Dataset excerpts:
PR #86, opened 2017-04-22
Ensure ansible-lint compatibility.

jpaulovic:
All lint errors should be fixed.
Mainly indentation fixes, using handlers where appropriate, ditching the use of 'shell' module in favor of 'command' module.

### DIFF
--- a/cinch/group_vars/cent6
+++ b/cinch/group_vars/cent6
@@ -1,20 +1,20 @@
 gcc_compat_package: compat-gcc-34
 
 _repositories:
-  - name: epel-testing
-    mirrorlist: "{{ fedora_mirrors }}repo=testing-epel6"
-  - name: epel
-    mirrorlist: "{{ fedora_mirrors }}repo=epel-6"
-  - name: cloud
-    baseurl: "{{ centos_mirrors }}/$releasever/cloud/$basearch/openstack-juno/"
+- name: epel-testing
+  mirrorlist: "{{ fedora_mirrors }}repo=testing-epel6"
+- name: epel
+  mirrorlist: "{{ fedora_mirrors }}repo=epel-6"
+- name: cloud
+  baseurl: "{{ centos_mirrors }}/$releasever/cloud/$basearch/openstack-juno/"
 
 _download_repositories:
-  - http://pkg.jenkins-ci.org/redhat-stable/jenkins.repo
-  - https://beaker-project.org/yum/beaker-client-CentOS.repo
+- http://pkg.jenkins-ci.org/redhat-stable/jenkins.repo
+- https://beaker-project.org/yum/beaker-client-CentOS.repo
 
 rpm_key_imports:
-  - key: http://pkg.jenkins-ci.org/redhat-stable/jenkins.io.key
-    validate_certs: true
+- key: http://pkg.jenkins-ci.org/redhat-stable/jenkins.io.key
+  validate_certs: true
 
 jenkins_slave_repositories: "{{ _repositories }}"
 jenkins_slave_download_repositories: "{{ _download_repositories }}"
--- a/cinch/install-rhel7.yml
+++ b/cinch/install-rhel7.yml
@@ -7,7 +7,7 @@
 # This playbook was tested with Ansible 1.8.4.
 
 - name: install cinch into a virtualenv on RHEL7
-  hosts: localhost
+  connection: local
   vars:
     jenkins_home: /var/lib/jenkins
     venv_dir: "{{ jenkins_home }}/opt/cinch"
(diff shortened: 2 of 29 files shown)


robled (approved):

cinch/group_vars/cent6
```diff
@@ -1,20 +1,20 @@
 gcc_compat_package: compat-gcc-34
 
 _repositories:
-  - name: epel-testing
-    mirrorlist: "{{ fedora_mirrors }}repo=testing-epel6"
-  - name: epel
-    mirrorlist: "{{ fedora_mirrors }}repo=epel-6"
-  - name: cloud
-    baseurl: "{{ centos_mirrors }}/$releasever/cloud/$basearch/openstack-juno/"
+- name: epel-testing
```
greg-hellings, line 4: I think we need to have a group discussion about using this indentation method for YAML. Personally, I am opposed to it, but I'm willing to have a discussion on it.

cinch/install-rhel7.yml
```diff
@@ -7,7 +7,7 @@
 # This playbook was tested with Ansible 1.8.4.
 
 - name: install cinch into a virtualenv on RHEL7
-  hosts: localhost
+  connection: local
```
greg-hellings, line 10: I'm not sure this change was correct. We don't want to execute this a dozen times locally if someone passes in an inventory script with a dozen different hosts. We really do only want this to execute on localhost.

cinch/roles/jenkins_common/defaults/main.yml
```diff
@@ -1,10 +1,8 @@
-jswarm_version: 2.1
-jenkins_slave_username: ''
-jenkins_slave_password: ''
 # The home directory for the user who will be executing the swarm process
 jenkins_user_home: /var/lib/jenkins
 # The name of the user who will be executing the swarm process
 jenkins_user: jenkins
+jenkins_user_password: changeme
```
greg-hellings, line 5: Why was this added?

cinch/roles/jenkins_master/tasks/iptables.yml
```diff
@@ -40,12 +40,7 @@
     jump: REDIRECT
     to_ports: "{{ https_enabled | ternary(8443, 8080) }}"
     state: present
-  register: real_address_rule
-
-- name: save iptables
-  shell: service iptables save
-  changed_when: false
-  when: forward_rule.changed or loopback_rule.changed or real_address_rule.changed
+  notify: save iptables
```
greg-hellings, line 43: This change breaks iptables. This command needs to be run at precisely this point, before iptables is starts below, or the old rules will be read back into the system. I'll be reverting this change in an upcoming PR.

cinch/roles/jenkins_slave/tasks/main.yml
```diff
@@ -75,15 +70,10 @@
     dest: /etc/systemd/system/swarm.service
     owner: root
     mode: 0644
-  notify: restart swarm
+  notify:
+  - restart swarm
+  - reload systemd files
```
greg-hellings, line 75: This change will break swarm restarts and will need to be reverted, as well.

cinch/install-rhel7.yml
greg-hellings: Indeed, this change actually causes the playbook to still pass Ansible lint, but causes it to fail ansible-playbook --syntax-check (this should probably be something that gets files as an ansible-lint bug!!). I'm preparing a PR that reverts this change and also adds checking this file to our lint.sh script.

cinch/roles/jenkins_common/defaults/main.yml
jpaulovic: Before this change, the jenkins user was being created both in jenkins_common and in jenkins_slave, using the same username (jenkins), with the difference that in jenkins_common you specified more details, but no password and in jenkins_slave you specified just username and password. Since it's the same user, I decided to merge this to create the user in one task here. Maybe I misunderstood and the password should only be set on slave, in that case I'd suggest reverting this and renaming the task from "create jenkins user" to "change password for jenkins user"

cinch/roles/jenkins_master/tasks/iptables.yml
jpaulovic: You are right, my mistake. I'd prefer adding a meta task to flush handlers here and in other roles where necessary, instead of going back to when.changed (which breaks lint rules).
Thanks for pointing this out.

cinch/roles/jenkins_slave/tasks/main.yml
jpaulovic: detto - need meta task for flushing handlers

cinch/install-rhel7.yml
jpaulovic: Fair point, I'd probably go for a combination:
- hosts: 127.0.0.1 //(or localhost)
  connection: local

as suggested in official Ansible docs.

What this task involves:
As the exercise requires, copy out the data shown above word for word.

Task output:
PR #86, opened 2017-04-22
Ensure ansible-lint compatibility.

jpaulovic:
All lint errors should be fixed.
Mainly indentation fixes, using handlers where appropriate, ditching the use of 'shell' module in favor of 'command' module.

### DIFF
--- a/cinch/group_vars/cent6
+++ b/cinch/group_vars/cent6
@@ -1,20 +1,20 @@
 gcc_compat_package: compat-gcc-34
 
 _repositories:
-  - name: epel-testing
-    mirrorlist: "{{ fedora_mirrors }}repo=testing-epel6"
-  - name: epel
-    mirrorlist: "{{ fedora_mirrors }}repo=epel-6"
-  - name: cloud
-    baseurl: "{{ centos_mirrors }}/$releasever/cloud/$basearch/openstack-juno/"
+- name: epel-testing
+  mirrorlist: "{{ fedora_mirrors }}repo=testing-epel6"
+- name: epel
+  mirrorlist: "{{ fedora_mirrors }}repo=epel-6"
+- name: cloud
+  baseurl: "{{ centos_mirrors }}/$releasever/cloud/$basearch/openstack-juno/"
 
 _download_repositories:
-  - http://pkg.jenkins-ci.org/redhat-stable/jenkins.repo
-  - https://beaker-project.org/yum/beaker-client-CentOS.repo
+- http://pkg.jenkins-ci.org/redhat-stable/jenkins.repo
+- https://beaker-project.org/yum/beaker-client-CentOS.repo
 
 rpm_key_imports:
-  - key: http://pkg.jenkins-ci.org/redhat-stable/jenkins.io.key
-    validate_certs: true
+- key: http://pkg.jenkins-ci.org/redhat-stable/jenkins.io.key
+  validate_certs: true
 
 jenkins_slave_repositories: "{{ _repositories }}"
 jenkins_slave_download_repositories: "{{ _download_repositories }}"
--- a/cinch/install-rhel7.yml
+++ b/cinch/install-rhel7.yml
@@ -7,7 +7,7 @@
 # This playbook was tested with Ansible 1.8.4.
 
 - name: install cinch into a virtualenv on RHEL7
-  hosts: localhost
+  connection: local
   vars:
     jenkins_home: /var/lib/jenkins
     venv_dir: "{{ jenkins_home }}/opt/cinch"
(diff shortened: 2 of 29 files shown)


robled (approved):

cinch/group_vars/cent6
```diff
@@ -1,20 +1,20 @@
 gcc_compat_package: compat-gcc-34
 
 _repositories:
-  - name: epel-testing
-    mirrorlist: "{{ fedora_mirrors }}repo=testing-epel6"
-  - name: epel
-    mirrorlist: "{{ fedora_mirrors }}repo=epel-6"
-  - name: cloud
-    baseurl: "{{ centos_mirrors }}/$releasever/cloud/$basearch/openstack-juno/"
+- name: epel-testing
```
greg-hellings, line 4: I think we need to have a group discussion about using this indentation method for YAML. Personally, I am opposed to it, but I'm willing to have a discussion on it.

cinch/install-rhel7.yml
```diff
@@ -7,7 +7,7 @@
 # This playbook was tested with Ansible 1.8.4.
 
 - name: install cinch into a virtualenv on RHEL7
-  hosts: localhost
+  connection: local
```
greg-hellings, line 10: I'm not sure this change was correct. We don't want to execute this a dozen times locally if someone passes in an inventory script with a dozen different hosts. We really do only want this to execute on localhost.

cinch/roles/jenkins_common/defaults/main.yml
```diff
@@ -1,10 +1,8 @@
-jswarm_version: 2.1
-jenkins_slave_username: ''
-jenkins_slave_password: ''
 # The home directory for the user who will be executing the swarm process
 jenkins_user_home: /var/lib/jenkins
 # The name of the user who will be executing the swarm process
 jenkins_user: jenkins
+jenkins_user_password: changeme
```
greg-hellings, line 5: Why was this added?

cinch/roles/jenkins_master/tasks/iptables.yml
```diff
@@ -40,12 +40,7 @@
     jump: REDIRECT
     to_ports: "{{ https_enabled | ternary(8443, 8080) }}"
     state: present
-  register: real_address_rule
-
-- name: save iptables
-  shell: service iptables save
-  changed_when: false
-  when: forward_rule.changed or loopback_rule.changed or real_address_rule.changed
+  notify: save iptables
```
greg-hellings, line 43: This change breaks iptables. This command needs to be run at precisely this point, before iptables is starts below, or the old rules will be read back into the system. I'll be reverting this change in an upcoming PR.

cinch/roles/jenkins_slave/tasks/main.yml
```diff
@@ -75,15 +70,10 @@
     dest: /etc/systemd/system/swarm.service
     owner: root
     mode: 0644
-  notify: restart swarm
+  notify:
+  - restart swarm
+  - reload systemd files
```
greg-hellings, line 75: This change will break swarm restarts and will need to be reverted, as well.

cinch/install-rhel7.yml
greg-hellings: Indeed, this change actually causes the playbook to still pass Ansible lint, but causes it to fail ansible-playbook --syntax-check (this should probably be something that gets files as an ansible-lint bug!!). I'm preparing a PR that reverts this change and also adds checking this file to our lint.sh script.

cinch/roles/jenkins_common/defaults/main.yml
jpaulovic: Before this change, the jenkins user was being created both in jenkins_common and in jenkins_slave, using the same username (jenkins), with the difference that in jenkins_common you specified more details, but no password and in jenkins_slave you specified just username and password. Since it's the same user, I decided to merge this to create the user in one task here. Maybe I misunderstood and the password should only be set on slave, in that case I'd suggest reverting this and renaming the task from "create jenkins user" to "change password for jenkins user"

cinch/roles/jenkins_master/tasks/iptables.yml
jpaulovic: You are right, my mistake. I'd prefer adding a meta task to flush handlers here and in other roles where necessary, instead of going back to when.changed (which breaks lint rules).
Thanks for pointing this out.

cinch/roles/jenkins_slave/tasks/main.yml
jpaulovic: detto - need meta task for flushing handlers

cinch/install-rhel7.yml
jpaulovic: Fair point, I'd probably go for a combination:
- hosts: 127.0.0.1 //(or localhost)
  connection: local

as suggested in official Ansible docs.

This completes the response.